Common Big Data Customer Scenarios

  • Web and e-tailing
    • Recommendation Engine
  • Web and e-tailing 
    • Recommendation Engines 
    • Ad Targeting 
    • Search Quality 
    • Abuse and Click Fraud Detection 
  • Telecommunications 
    • Customer Churn Prevention 
    • Network Perf8rmance Optimization 
    • Calling Data Record (CDR) Analysis 
    • Analyzing Network to Predict Failure
  • Government 
    • Fraud Detection And Cyber Security 
    • Welfare schemes 
    • Justice
  • Healthcare & Life Sciences 
    • Health information exchange 
    • Gene sequencing 
    • Serialization 
    • Healthcare service quality improvements 
    • Drug Safety 
  • Banks and Financial services 
    • Modeling True Risk 
    • Threat Analysis 
    • Fraud Detection 
    • Trade Surveillance 
    • Credit Scoring And Analysis 
  • Retail 
    • Point of sales Transaction Analysis 
    • Customer Churn Analysis 
    • Sentiment Analysis 

Limitation of Existing Data Analytics Architecture


We collect the data from Instrumentation and store it is Grids. Huge data that will be stored in grid. 
Initially what happened is 90% of the data was getting Archived. After period of time this data become to huge to handle in the grid so they were archiving that data. 
Storage here is Grid of computers that storing in your data. Which you will be archiving after sometime.

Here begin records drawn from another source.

PR #184, opened 2019-03-31
Check for invalid account in rpc api already and allow logout of deleted accounts

danimoh:
Waiting for https://github.com/nimiq/accounts/pull/183 to be merged first.

- Check for existence of account required for a request in `RpcApi` already without the need to load the request view.
- Allow logout from account in Keyguard even if it was deleted (e.g by the browser) in the accounts manager database

### DIFF
--- a/src/lib/RpcApi.ts
+++ b/src/lib/RpcApi.ts
@@ -138,7 +138,7 @@ export default class RpcApi {
                     request = RequestParser.parse(arg, state, requestType) || undefined;
                     this._staticStore.request = request;
                 } catch (error) {
-                    state.reply(ResponseStatus.ERROR, error);
+                    this.reject(error);
                     return;
                 }
 
@@ -154,7 +154,7 @@ export default class RpcApi {
                     account = await WalletStore.Instance.get((request as ParsedSimpleRequest).walletId);
                     if (!account && requestType !== RequestType.LOGOUT) {
                         // no account found although it's required
-                        state.reply(ResponseStatus.ERROR, new Error('Account ID not found'));
+                        this.reject(new Error('Account ID not found'));
                         return;
                     }
                 }
@@ -226,7 +226,7 @@ export default class RpcApi {
                 this._recoverState(state);
 
                 if (error.message === ERROR_CANCELED) {
-                    this._staticStore.rpcState!.reply(ResponseStatus.ERROR, error);
+                    this.reject(error);
                     return;
                 }
 
--- a/src/lib/RpcApi.ts
+++ b/src/lib/RpcApi.ts
@@ -147,17 +147,22 @@ export default class RpcApi {
                     hasRequest: !!this._staticStore.request,
                 });
 
-                if (location.pathname !== '/') {
-                    // Don't jump back to request's initial view on reload when navigated to a subsequent view.
-                    // E.g. if the user switches from Checkout to Import, don't jump back to Checkout on reload.
-                    return;
-                }
-
                 let account;
                 // Simply testing if the property exists (with `'walletId' in request`) is not enough,
                 // as `undefined` also counts as existing.
                 if (request && (request as ParsedSimpleRequest).walletId) {
                     account = await WalletStore.Instance.get((request as ParsedSimpleRequest).walletId);
+                    if (!account) {
+                        // no account found although it's required
+                        state.reply(ResponseStatus.ERROR, new Error('Account ID not found'));
+                        return;
+                    }
+                }
+
+                if (location.pathname !== '/') {
+                    // Don't jump back to request's initial view on reload when navigated to a subsequent view.
+                    // E.g. if the user switches from Checkout to Import, don't jump back to Checkout on reload.
+                    return;
                 }
 
                 if (account && account.type === WalletType.LEDGER
--- a/src/lib/RpcApi.ts
+++ b/src/lib/RpcApi.ts
@@ -152,7 +152,7 @@ export default class RpcApi {
                 // as `undefined` also counts as existing.
                 if (request && (request as ParsedSimpleRequest).walletId) {
                     account = await WalletStore.Instance.get((request as ParsedSimpleRequest).walletId);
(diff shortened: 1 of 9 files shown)


src/lib/RpcApi.ts
```diff
@@ -147,17 +147,22 @@ export default class RpcApi {
                     hasRequest: !!this._staticStore.request,
                 });
 
+                let account;
+                if (request && 'walletId' in request) {
+                    account = await WalletStore.Instance.get((request as ParsedSimpleRequest).walletId);
+                    if (!account && requestType !== RequestType.LOGOUT) {
+                        // no account found although it's required
+                        state.reply(ResponseStatus.ERROR, new Error('Account ID not found'));
+                        return;
```
sisou: If handling this error here, the handling can be removed in every other request component, right?

sisou: Additionally, the error text should be made into a constant in `Constants.ts`.

src/views/Logout.vue
```diff
@@ -13,15 +13,11 @@ export default class Logout extends Vue {
...
-            this.$rpc.reject(new Error('Account ID not found'));
-            return;
-        }
 
         const request: KeyguardClient.RemoveKeyRequest = {
             appName: this.request.appName,
             keyId: this.request.walletId,
-            keyLabel: wallet.label,
+            keyLabel: !!wallet ? wallet.label : 'I want to log out', // the label to type in Keyguard to confirm logout
         };
```
sisou: Double `!!` required?

src/lib/RpcApi.ts
danimoh: To remove it, a `!` non-null assertion needs to be added to the `walletStore.get` calls to make typescript know that it exists:
```ts
const wallet = (await WalletStore.Instance.get(this.request.walletId))!;
```
Also in weird circumstances it might still make sense, e.g. if a developer opens the popup pointing to `accounts.nimiq.com/sign-transaction` but with an onboarding request, the `SignTransaction` view can refuse to do anything due to non existing wallet.

That's why I left it in. But now that you bring it up again, I also think it should be removed.
I'll leave the error message as a string then, as it then only has one occurrence.

src/views/Logout.vue
danimoh: Not required.
Maybe nicer?
Shows that it's used as a boolean condition here.
But could equally be removed.

src/lib/RpcApi.ts
sisou: Hmm, that scenario with an invalid request is a valid argument. Maybe the existance of required properties in the request should be checked in the `RequestParser.ts`?

danimoh: I removed the checks in the request views and created an issue for the request validation: https://github.com/nimiq/accounts/issues/190

src/views/ExportSuccess.vue
```diff
@@ -28,14 +28,8 @@ export default class ExportSuccess extends Vue {
...
 
-    @Getter private findWallet!: (id: string) => WalletInfo | undefined;
-
     private async mounted() {
-        const wallet = this.findWallet(this.request.walletId);
-        if (!wallet) {
-            this.$rpc.reject(new Error('walletId not found'));
-            return;
-        }
+        const wallet = (await WalletStore.Instance.get(this.request.walletId))!;
```
danimoh: Removed the use of `findWallet` here for consistency to other request views.

src/lib/RpcApi.ts
```diff
@@ -147,17 +147,22 @@ export default class RpcApi {
                     hasRequest: !!this._staticStore.request,
                 });
 
+                let account;
+                if (request && 'walletId' in request) {
+                    account = await WalletStore.Instance.get((request as ParsedSimpleRequest).walletId);
+                    if (!account && requestType !== RequestType.LOGOUT) {
+                        // no account found although it's required
+                        state.reply(ResponseStatus.ERROR, new Error('Account ID not found'));
```
sisou: This should probably use `this.reject(new Error(...))` instead.

danimoh: Shouldn't it then be changed here
https://github.com/nimiq/accounts/blob/ddae45bd6b1c27165c9ceb22841c8ebdc455b158/src/lib/RpcApi.ts#L141
and here
https://github.com/nimiq/accounts/blob/ddae45bd6b1c27165c9ceb22841c8ebdc455b158/src/lib/RpcApi.ts#L227
too?

sisou: Yes I guess it can. Those were forgotten when we added the reject method.

src/views/Logout.vue
Bettelstab: What about I18n of that label? Wouldn't it be better to let keyguard handle that?

src/lib/RpcApi.ts
```diff
@@ -147,17 +147,22 @@ export default class RpcApi {
                     hasRequest: !!this._staticStore.request,
                 });
 
+                let account;
+                if (request && 'walletId' in request) {
```
sisou: As I noticed in my PR (https://github.com/nimiq/accounts/pull/197/files#diff-5354875441714f08e8db0466207385fdL157), the check for `walletId in request` also returns true when `request.walletId` is `undefined` (which happens when the RequestParser does `request.walletId = publicRequest.accountId`. If `accountId` does not exist, `walletId` gets set on the request object, but as `undefined`. I thus propose to change this check in the same way as in the above linked diff.

src/views/Logout.vue
danimoh: i18n could also be handled here in AM once we add i18n to the AM

src/lib/RpcApi.ts
danimoh: Alright :+1:

src/views/Logout.vue
Bettelstab: Yeah ok, still it seems strange to me to misuse the request parameter like that.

So at any point of time the active data which is available for processing is around 10% of the data and 90% of the data is archived. So you have limited availability of data to Analyse. 

Archiving here is a task of putting a active data (level 1) to a Level2 data in some tap. It is not actively used for analysis. You looked into Archived data only when there is some problem and you pull that data back. 

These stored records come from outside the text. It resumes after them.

PR #185, opened 2019-04-01
Skip getting balance for imported legacy account

### LINKED ISSUE #175: Skip WalletInfoCollector for legacy accounts
Currently, the WalletInfoCollector runs when importing only a legacy account. This is not necessary.

sisou:
This prevents having to wait for balance when the only possible account is already known. The balance is currently not used anywhere in Accounts, is also checked separately from the Safe and is checked again in Accounts before Checkout.

Resolves #175.

### DIFF
--- a/src/lib/WalletInfoCollector.ts
+++ b/src/lib/WalletInfoCollector.ts
@@ -52,7 +52,7 @@ export default class WalletInfoCollector {
         const walletInfo = await WalletInfoCollector._getWalletInfoInstance(walletId, walletType);
 
         // Add initial accounts to the walletInfo
-        let initialAccountsPromise;
+        let initialAccountsPromise = Promise.resolve();
         if (initialAccounts && initialAccounts.length > 0) {
             WalletInfoCollector._addAccounts(walletInfo, initialAccounts, undefined);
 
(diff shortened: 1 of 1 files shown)


src/lib/WalletInfoCollector.ts
```diff
@@ -55,11 +55,14 @@ export default class WalletInfoCollector {
         let initialAccountsPromise;
```
danimoh:
```suggestion
         let initialAccountsPromise = Promise.resolve();
```

src/lib/WalletInfoCollector.ts
```diff
@@ -55,11 +55,14 @@ export default class WalletInfoCollector {
...
-            });
+
+            if (walletType !== WalletType.LEGACY) {
+                // fetch balances and update again
+                initialAccountsPromise = WalletInfoCollector._getBalances(initialAccounts).then(async (balances) => {
+                    WalletInfoCollector._addAccounts(walletInfo, initialAccounts, balances);
+                    onUpdate(walletInfo, await derivedAccountsPromise);
+                });
+            }
         } else {
```
danimoh:
```suggestion
```

src/lib/WalletInfoCollector.ts
```diff
@@ -55,11 +55,14 @@ export default class WalletInfoCollector {
...
             initialAccountsPromise = Promise.resolve();
```
danimoh:
```suggestion
```

sisou:
Ha, I actually had already done that on my WIP branch, but did not add it to this branch. Nice!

So challenge is you cannot store 90% of the data into Active, only 10% will be active so you could analyse only this much. 

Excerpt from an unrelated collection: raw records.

PR #187, opened 2019-04-01
Small window reload fixes

danimoh:
Small cleanup and fix for reload behavior:
- Don't transform `Uint8Array`s in stored `staticStore.keyguardRequest` as the `RpcApi` is able to handle them directly.
- Don't jump back to request's initial view on reload when navigated to a subsequent view. Relevant when user navigates from checkout to onboarding and reloads, from checkout to SignTransactionLedger and reloads or from onboarding to SignupLedger and reloads.

### DIFF
--- a/src/components/Network.vue
+++ b/src/components/Network.vue
@@ -36,9 +36,6 @@ class Network extends Vue {
         return client.connectPico(addresses);
     }
 
-    // Uint8Arrays cannot be stored in SessionStorage, thus the stored request has arrays instead and is
-    // thus not exactly the type KSignTransactionRequest. Thus all potential Uint8Arrays are converted
-    // into Nimiq.SerialBuffers (sender, recipient, data).
     public async prepareTx(
         keyguardRequest: KeyguardClient.SignTransactionRequest,
         keyguardResult: KeyguardClient.SignTransactionResult,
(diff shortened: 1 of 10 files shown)


src/lib/StaticStore.ts
```diff
@@ -16,7 +17,7 @@ export class StaticStore {
     public request?: ParsedRpcRequest;
     public kind?: RequestType;
     public rpcState?: RpcState;
-    public keyguardRequest?: any;
+    public keyguardRequest?: KeyguardRequest;
```
sisou: Can optionally also `import KeyguardClient from '@nimiq/keyguard-client` and then use `KeyguardClient.Request` as the type. I think this is how we do it in other places.

src/components/Network.vue
```diff
@@ -53,15 +50,15 @@ class Network extends Vue {
             || keyguardRequest.recipientType !== Nimiq.Account.Type.BASIC
         ) {
             tx = new Nimiq.ExtendedTransaction(
-                new Nimiq.Address(new Nimiq.SerialBuffer(keyguardRequest.sender)),
+                new Nimiq.Address(keyguardRequest.sender),
```
danimoh: Oh cool, I didn't know the Nimiq primitives accept generic `Uint8Arrays`.
I somehow always thought they expect `SerialBuffer`s. :+1:

src/lib/StaticStore.ts
danimoh: Yes, but importing whole namespaces is actually not considered best practice.
I'd leave it like this.

src/components/Network.vue
sisou: I thought that too back then, that's why it used serialbuffers nearly everywhere.

Turns out, the constructor accepts (and actually needs) an uint8array and the `unserialize` methods require a serialbuffer.

danimoh: `SerialBuffer` extends `Uint8Array`, thus it was also ok before, just not necessary.

sisou: Yes, it _works_. But internally, the primitives use Uint8Arrays, and when constructing one with a SerialBuffer, it assigns it to `this._obj`, which then throws a type-mismatch in tests :D

So using Uint8Arrays in the constructor is the _correct_ way.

Due ETL computer Grid limitation we will not be able to put huge data in it. This data then go to RDBMS and then we run BI Report+Interactive Apps to get insight into customer behaviour. 

Solution to Traditional Analytic Limitation:


Hadoop has solved that problem and you have complete data for analysis. Solution: A combined Storage Computer Layer. 

Issue is not with storing the data. We can store data but can we retrieve that data quickly and do analysis. NO.
 So we introduce DFS. If there is one machine which read data in 45 mins then 10 such machine will read the data in 4.5 mins. This is whole idea for going for DFS technic. 
 Sears moved to a 300 node Hadoop cluster to keep 100% of its data available for processing rather than a meagre 10% as was the case with existing Non-Hadoop solutions. Hadoop Distribute the data and you can read data in parallel from Hadoop. So here we can read from 300 nodes in parallel in compare to one very fast storage area network. 
 With this approach we have all the data available for analysis at any point of time. Besides this it cost lesser and a cheaper solution as we have commodity hardwares.

What is Hadoop:


  •  Apache Hadoop is a framework that allows for the distributed processing of large data sets across clusters of commodity computers using a simple programming model. This simple programming model is called Map Reduce.
  •  In  Hadoop you can scale to any number of node in a cluster. Hadoop gives us the power to distribute a data across cluster of commodity computers and this could be as big as 10,000 nodes, where data can be stored and retrieved in parallel (parallel processing) using programming model MapReduce.
  •  It is an open-source Data Management with scale-out storage & distributed processing.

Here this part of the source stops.